The content source of this page is from Internet, which doesn't represent Alibaba Cloud's opinion; products and services mentioned on that page don't have any relationship with Alibaba Cloud. If the content of the page makes you feel confusing, please write us an email, we will handle the problem within 5 days after receiving your email.

If you find any instances of plagiarism from the community, please send an email to: info-contact@alibabacloud.com and provide relevant evidence.

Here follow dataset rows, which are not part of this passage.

Issue #1569, opened 2023-03-23
As a CIF administrator, I want to see clear context of the changes in Amendments/General Revisions, so that I know what I am about to override


nanyangpro:
#### Description:

As outcome of #1523 (with back-end work handled in #1528), the design of the diff section for an Amendment or General Revision is refined to provide clear context of the changes.

[- Design: Sequential Scenario 1](https://www.figma.com/file/PzOY8RyQnVXnjZJdSv2AqQ/CIF---Internal-User-Portal?node-id=7633%3A4258&t=9ZUtWsS7W7FVvhtv-1)
[- Design: Sequential Scenario 2](https://www.figma.com/file/PzOY8RyQnVXnjZJdSv2AqQ/CIF---Internal-User-Portal?node-id=7636%3A403&t=9ZUtWsS7W7FVvhtv-1)
[- Design: Sequential Scenario 3](https://www.figma.com/file/PzOY8RyQnVXnjZJdSv2AqQ/CIF---Internal-User-Portal?node-id=7636%3A669&t=9ZUtWsS7W7FVvhtv-1)

[- Design (Cleaner Version): preferred by users, nice-to-have, out of scope of this ticket, will be handled in #1573](https://www.figma.com/file/PzOY8RyQnVXnjZJdSv2AqQ/CIF---Internal-User-Portal?node-id=7647%3A912&t=9ZUtWsS7W7FVvhtv-1)

In summary, for the diff section, we'll show the following fields under their forms with help/contextual texts:
- The fields manually updated by the user
- The calculated and auto-populated fields impacted by the manual updates
- The fields changed by other
    - General Revision applied while the current Amendment is open (not approved)
    - Amendment approved while the current General Revision is open (not applied)

#### Acceptance Criteria:

Given I am a user
When I edit *non-calculated* fields on a form and another revision *hasn't* been committed since I opened the revision
Then when I view the "Forms updated" section
Then the old value is in black and struckout 
and if there was no old value (the field was blank) I see "Not entered"

Given I am a user
When I edit fields that affect *calculated* fields on a form and another revision *hasn't* been committed since I opened the revision
Then when I view the "Forms updated" section
Then the old value is in black and struckout 
and if there was no old value (the field was blank) I see "Not calculated"
and I see the help text (see wireframe)

Given I am a user
When I edit fields on a form and another revision *hasn't* been committed since I opened the revision
Then when I view the "Forms updated" section
Then the new value is in red
and there is an arrow between the old and new values

[...]

PR #1632, opened 2023-04-27
refactor: view revision changes in project revisions

gurjmatharu:
#1569

### DIFF
--- a/app/lib/theme/CustomDiffFields.tsx
+++ b/app/lib/theme/CustomDiffFields.tsx
@@ -4,9 +4,6 @@ import NumberFormat from "react-number-format";
 import { FontAwesomeIcon } from "@fortawesome/react-fontawesome";
 import { faLongArrowAltRight } from "@fortawesome/free-solid-svg-icons";
 import { getLocaleFormattedDate } from "./getLocaleFormattedDate";
-// import Tooltip from "@mui/material/Tooltip";
-// import InfoRounded from "@mui/icons-material/InfoRounded";
-// import IconButton from "@mui/material/IconButton";
 
 const contentSuffixElement = (
   id: string,
@@ -31,7 +28,6 @@ const renderData = (isDate: boolean | undefined, data: string | undefined) => {
 };
 
 const renderTooltip = () => {
-  // TODO: implement this
   return <></>;
 };
 
--- a/app/lib/theme/CustomDiffFields.tsx
+++ b/app/lib/theme/CustomDiffFields.tsx
@@ -20,7 +20,7 @@ const contentSuffixElement = (
   );
 };
 
-const renderData = (isDate: boolean | undefined, data: string | undefined) => {
+const formatData = (isDate: boolean | undefined, data: string | undefined) => {
   if (isDate) {
     return getLocaleFormattedDate(data);
   }
@@ -66,19 +66,19 @@ const showStringDiff = (
               id={id && `${id}-${diffOldClsName}1`}
               className={diffOldClsName}
             >
-              {renderData(isDate, latestCommittedData)}
+              {formatData(isDate, latestCommittedData)}
             </span>
             {contentSuffix && contentSuffixElement(id, contentSuffix)}
             {renderArrow()}
           </>
         )}
         <span id={id && `${id}-${diffOldClsName}`} className={diffOldClsName}>
-          {renderData(isDate, oldData)}
+          {formatData(isDate, oldData)}
         </span>
         {contentSuffix && contentSuffixElement(id, contentSuffix)}
         {renderArrow()}
         <span id={id && `${id}-${diffNewClsName}`} className={diffNewClsName}>
-          {renderData(isDate, newData)}
+          {formatData(isDate, newData)}
         </span>
         {contentSuffix && contentSuffixElement(id, contentSuffix)}
         {renderTooltip()}
@@ -90,12 +90,12 @@ const showStringDiff = (
     return (
       <>
         <span id={id && `${id}-${diffOldClsName}`} className={diffOldClsName}>
-          {renderData(isDate, oldData)}
+          {formatData(isDate, oldData)}
         </span>
         {contentSuffix && contentSuffixElement(id, contentSuffix)}
         {renderArrow()}
         <span id={id && `${id}-${diffNewClsName}`} className={diffNewClsName}>
-          {renderData(isDate, newData)}
+          {formatData(isDate, newData)}
         </span>
         {contentSuffix && contentSuffixElement(id, contentSuffix)}
         {renderTooltip()}
@@ -130,12 +130,12 @@ const showStringDiff = (
     return (
       <>
         <span id={id && `${id}-${diffOldClsName}`} className={diffOldClsName}>
-          {renderData(isDate, latestCommittedData)}
+          {formatData(isDate, latestCommittedData)}
         </span>
         {contentSuffix && contentSuffixElement(id, contentSuffix)}
         {renderArrow()}
         <span id={id && `${id}-${diffNewClsName}`} className={diffNewClsName}>
-          {renderData(isDate, newData)}
+          {formatData(isDate, newData)}
         </span>
         {contentSuffix && contentSuffixElement(id, contentSuffix)}
         {renderTooltip()}
@@ -152,7 +152,7 @@ const showStringDiff = (
         </span>
         {renderArrow()}
         <span id={id && `${id}-${diffNewClsName}`} className={diffNewClsName}>
-          {renderData(isDate, newData)}
+          {formatData(isDate, newData)}
         </span>
         {contentSuffix && contentSuffixElement(id, contentSuffix)}
       </>
--- a/app/lib/theme/CustomDiffFields.tsx
+++ b/app/lib/theme/CustomDiffFields.tsx
@@ -125,6 +125,15 @@ const showStringDiff = (
             >
               {formatData(isDate, oldData)}
             </span>
+
+            {contentSuffix && contentSuffixElement(id, contentSuffix)}
+            {renderArrow()}
+            <span
+              id={id && `${id}-${diffOldClsName}`}
+              className={diffOldClsName}
+            >
+              {formatData(isDate, latestCommittedData)}
+            </span>
             {contentSuffix && contentSuffixElement(id, contentSuffix)}
           </>
         )}
--- a/app/lib/theme/CustomDiffFields.tsx
+++ b/app/lib/theme/CustomDiffFields.tsx
@@ -56,6 +56,7 @@ const showStringDiff = (
     "diffText",
   ];
 
+  // The numbers show the truth values of oldData, newData, latestCommittedData
   // Case 7 ->  111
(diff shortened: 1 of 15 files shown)


app/lib/theme/CustomDiffFields.tsx
```diff
@@ -20,193 +23,161 @@ const contentSuffixElement = (
...
+  isDate: boolean,
+  contentSuffix?: string
+): JSX.Element => {
+  const [diffOldClsName, diffNewClsName, diffTextClsName] = [
+    "diffOld",
+    "diffNew",
+    "diffText",
+  ];
+
+  // Case 7 ->  111
```
BCerki, line 63: suggest adding a comment that explains how the 111 system works

app/lib/theme/CustomDiffFields.tsx
```diff
@@ -20,193 +23,161 @@ const contentSuffixElement = (
...
+  if (oldData && newData && latestCommittedData) {
+    return (
+      <>
+        {latestCommittedData !== oldData && (
+          <>
+            <span
+              id={id && `${id}-${diffOldClsName}1`}
```
BCerki, line 70: Is the one at the end of id supposed to be there?

app/lib/theme/CustomDiffFields.tsx
```diff
@@ -20,193 +23,161 @@ const contentSuffixElement = (
...
+        )}
+        <span id={id && `${id}-${diffOldClsName}`} className={diffOldClsName}>
+          {renderData(isDate, oldData)}
+        </span>
+        {contentSuffix && contentSuffixElement(id, contentSuffix)}
+        {renderArrow()}
+        <span id={id && `${id}-${diffNewClsName}`} className={diffNewClsName}>
+          {renderData(isDate, newData)}
+        </span>
+        {contentSuffix && contentSuffixElement(id, contentSuffix)}
```
BCerki, line 87: This is pretty repetitive, maybe there could be functions for returning styled old, latestCommitted, and new components?

app/lib/theme/CustomDiffFields.tsx
```diff
@@ -20,193 +23,161 @@ const contentSuffixElement = (
...
   }
-  if (isDate) {
-    return `${displayString}${getLocaleFormattedDate(latestCommittedData)}`;
+
+  // Case 5 ->  101
+  if (oldData && !newData && latestCommittedData) {
+    return (
+      <>
+        <span id={id && `${id}-${diffOldClsName}`} className={diffOldClsName}>
+          {isDate ? getLocaleFormattedDate(oldData) : oldData}
```
BCerki, line 115: There are a few of these lines, can they be replaced with the `renderData` function?

app/lib/theme/CustomDiffFields.tsx
```diff
@@ -20,193 +23,161 @@ const contentSuffixElement = (
...
-      {
-        //   latestCommittedData &&
-        overwriteNotification({ latestCommittedData, isDate })
-      }
-    </>
-  );
-};
+  // Case 1 ->  001
+  if (!oldData && !newData && latestCommittedData) {
+    return <>ERROR SD: 1</>;
```
BCerki, line 168: Can this case happen?

app/lib/theme/CustomDiffFields.tsx
```diff
@@ -20,193 +23,161 @@ const contentSuffixElement = (
...
+        {contentSuffix && contentSuffixElement(id, contentSuffix)}
+        {renderTooltip()}
+      </>
+    );
   }
-  if (isDate) {
-    return `${displayString}${getLocaleFormattedDate(latestCommittedData)}`;
+
+  // Case 5 ->  101
+  if (oldData && !newData && latestCommittedData) {
```
BCerki, line 111: I think this one might need a conditional check for if old and latest are equal

app/lib/theme/CustomDiffFields.tsx
```diff
@@ -20,193 +23,161 @@ const contentSuffixElement = (
...
-        <NumberFormat
-          thousandSeparator
-          fixedDecimalScale={true}
-          decimalScale={decimalScale}
-          prefix={isMoney ? "$" : ""}
-          suffix={isPercentage ? " %" : ""}
-          displayType="text"
-          value={latestCommittedData}
-        />
+        <span id={id && `${id}-${diffNewClsName}`} className={diffNewClsName}>
```
BCerki, line 125: If there's no newData, that means something's been removed, right? So should it be diffOld classes?

app/lib/theme/CustomDiffFields.tsx
```diff
@@ -20,193 +23,161 @@ const contentSuffixElement = (
...
+          {isDate ? getLocaleFormattedDate(oldData) : oldData}
+        </span>
+        {contentSuffix && contentSuffixElement(id, contentSuffix)}
+      </>
+    );
+  }
+  // Case 3 ->  011
+  if (!oldData && newData && latestCommittedData) {
```
BCerki, line 133: I think there's supposed to be not entered/not calculated text if there's no old data.

app/lib/theme/CustomDiffFields.tsx
```diff
@@ -20,193 +23,161 @@ const contentSuffixElement = (
...
-        </>
-      )}
-      {
-        // latestCommittedData && oldData && oldData !== latestCommittedData &&
-        overwriteNotification({ latestCommittedData, isDate })
-      }
-    </>
-  );
+  // Case 0 ->  000
+  if (!oldData && !newData && !latestCommittedData) {
```
BCerki, line 172: If there's nothing then I don't think we need to show a diff at all

app/lib/theme/CustomDiffFields.tsx
```diff
@@ -20,193 +23,161 @@ const contentSuffixElement = (
...
+      <>
+        <span id={id && `${id}-${diffTextClsName}`} className={diffTextClsName}>
+          {"Not Entered"}
+        </span>
+      </>
+    );
+  }
 };
 
 const showNumberDiff = (
```
BCerki, line 183: I'll look at the NumberField in more detail in the next round of review--at this point it's pretty much all the same comments as the StringField's

app/lib/theme/CustomDiffFields.tsx
```diff
@@ -20,193 +23,161 @@ const contentSuffixElement = (
...
 
-interface OverwriteNotificationArgument {
-  latestCommittedData: any;
-  isNumber?: boolean;
-  isDate?: boolean;
-  isMoney?: boolean;
-  isPercentage?: boolean;
-  numberOfDecimalPlaces?: number;
-}
+const renderData = (isDate: boolean | undefined, data: string | undefined) => {
```
BCerki, line 26: maybe this could be called `formatData`? At first I thought data was a typo for date

BCerki (commented):
I had a lot of comments on the `CustomDiffFields` file that could affect the rest of the PR, so this is only a partial reveiw of the first half of that file. I'll comment on the rest of the file and tests, etc. in the next round of review.

I haven't done much manual testing yet, but I'm seeing some styling issues with the diffs:
image

In the wireframe there never seems to be strikeout if there's a latest committed value (which might be worth checking with Nan about), and the arrow's a lot smaller

app/lib/theme/CustomDiffFields.tsx
gurjmatharu: I went down this path and found that some elements had embedded spans and made it hard to style.

BCerki (changes requested):
I manually tested the combinations where there's no latest committed data, and then started on the ones with latest committed data, but I turned up comments and bugs that I think it's best to stop here for now and continue the manual testing in another round (sidenote, how are you manually testing the combinations with latest committed? I haven't thought of a good approach)

Bugs:

When we have old and new:
Removing a project manager doesn't display correctly
image

Removing the funding form shows old diff styling:
image

Removing reports shows the old diff styling:
image

When we have old, new, and latest committed:
Calculated diffs (rank) don't show (maybe need to rebase?):
image

Some display errors:
image
(I didn't change these values in any revision)

I'm missing "Not entered" in these diffs:
image

BCerki (commented):
To test this:
- created a project with the minimum info (general revision 1)
- created amendment and made changes but left revision open
- create general revision 2, made changes, and committed

A few things came up:
- diffs appear to display in the wrong order:
image
- I saw different results when I made revisions via the UI vs. cypress or test data. Via the UI I see three diffs, but via cypress or test data latest committed doesn't show. I'll make a branch with that code and details on how to reproduce it. Mike and I thought it might have something to do with the conditionality in CustomDiffFields

app/lib/theme/CustomDiffFields.tsx
```diff
@@ -216,22 +190,18 @@ const showNumberDiff = (
...
-  return (
-    <>
-      <span id={id && `${id}-${diffOldClsName}`} className={diffOldClsName}>
+  const [diffOldClsName, diffNewClsName, diffTextClsName] = [
+    "diffOld",
+    "diffNew",
+    "diffText",
+  ];
+  // case 7 ->  111
+  if (oldData && newData && latestCommittedData) {
```
BCerki, line 202: In every case that has both old and latestCommitted, we need to check if they're equal before doing anything else because if they are equal, then we're only dealing with two diffs.

This might end up covering case 111, 101, and 100

BCerki (commented):
Here are some initial comments from the pair review. We still need to look at the tests, so more comments to come later.

All of the string field comments also apply to the number fields.

app/lib/theme/CustomDiffFields.tsx
```diff
@@ -20,193 +20,167 @@ const contentSuffixElement = (
...
-        overwriteNotification({ latestCommittedData, isDate })
-      }
-    </>
-  );
-};
+  // Case 5 ->  101
+  if (oldData && !newData && latestCommittedData) {
+    return (
+      <>
+        {oldData == latestCommittedData ? (
```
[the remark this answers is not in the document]
BCerki: ===

app/lib/theme/CustomDiffFields.tsx
```diff
@@ -259,141 +270,227 @@ const showNumberDiff = (
...
+          fixedDecimalScale={true}
+          decimalScale={decimalScale}
+          prefix={isMoney ? "$" : ""}
+          suffix={isPercentage ? " %" : ""}
+          displayType="text"
+          value={oldData}
+          className={diffOldClsName}
+          id={id && `${id}-${diffOldClsName}`}
+        />
+        {newData === 0 ? (
```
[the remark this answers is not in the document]
gurjmatharu: see: https://github.com/bcgov/cas-cif/issues/1714

app/lib/theme/CustomDiffFields.tsx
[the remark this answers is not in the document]
gurjmatharu: added a comment to https://github.com/bcgov/cas-cif/issues/1714

gurjmatharu:
closing - N/A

A staff member will contact you within 5 working days.

A Free Trial That Lets You Build Big!

Start building with 50+ products and up to 12 months usage for Elastic Compute Service

  • Sales Support

    1 on 1 presale consultation

  • After-Sales Support

    24/7 Technical Support 6 Free Tickets per Quarter Faster Response

  • Alibaba Cloud offers highly flexible support services tailored to meet your exact needs.